Kalman heads a team that includes Edmund Waller, MD, PhD, Cindy Giver, PhD., and Rabin Tirouvanziam PhD at Winship Cancer Institute and Emory University School of Medicine, Greg Bisson MD, PhD, at University of Pennsylvania, Robert Wallis, MD from the Aurum Institute in South Africa, Deepak Kaushal, PhD at Tulane University, Tawanda Gumbo, MD from Baylor and Helen Fletcher, PhD from London School of Hygiene and Tropical Medicine.

The investigators will assess the safety and immune effects of low-dose imatinib in healthy human volunteers, and then move to South Africa where the drug will be tested in combination with standard antibiotic regimens in patients with active TB.  Plans call for 60 patients in the United States and 195 in South Africa.

TB remains a major public health threat, killing 1.4 million per year, mostly in developing nations. The impact is especially severe in people who are HIV-positive.  Of additional concern, TB has evolved to become resistant to some or all available antibiotics, and about 400,000 per year die from infections caused by these strains.  Lancet Infectious Diseases reports that China, India, Russia and South Africa have the highest burden of multiple drug-resistant tuberculosis.

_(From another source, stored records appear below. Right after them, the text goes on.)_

PR #474, opened 2021-06-15
fix storyboard animation control error

taooceros:
The storyboard is only able to be controlled if using Begin(object, controllable) for beginning.

Maybe this can actually drop cpu usage to 0.

Related to #128

### DIFF
--- a/Flow.Launcher/MainWindow.xaml.cs
+++ b/Flow.Launcher/MainWindow.xaml.cs
@@ -88,13 +88,13 @@ namespace Flow.Launcher
 
                         if (_viewModel.ProgressBarVisibility == Visibility.Visible && isProgressBarStoryboardPaused)
                         {
-                            _progressBarStoryboard.Resume();
+                            _progressBarStoryboard.Resume(ProgressBar);
                             isProgressBarStoryboardPaused = false;
                         }
                     }
                     else if (!isProgressBarStoryboardPaused)
                     {
-                        _progressBarStoryboard.Pause();
+                        _progressBarStoryboard.Pause(ProgressBar);
                         isProgressBarStoryboardPaused = true;
                     }
                 }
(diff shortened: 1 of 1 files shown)


taooceros:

Because imatinib targets the host and not the pathogen, it will likely prove effective against antibiotic-resistant TB, and will not easily engender resistance itself. Kalman notes.

"There is an urgent need for new drugs to treat TB," he says. "We are fast approaching the day when all available antibiotics will prove useless. This study is proof-of concept for imatinib in antibiotic-sensitive TB. But if successful, our eventual goal is to use imatinib against antibiotic resistant TB. Having new immunomodulatory host-directed therapeutics that can complement antibiotics would be an important, timely and welcome addition to the anti-TB arsenal."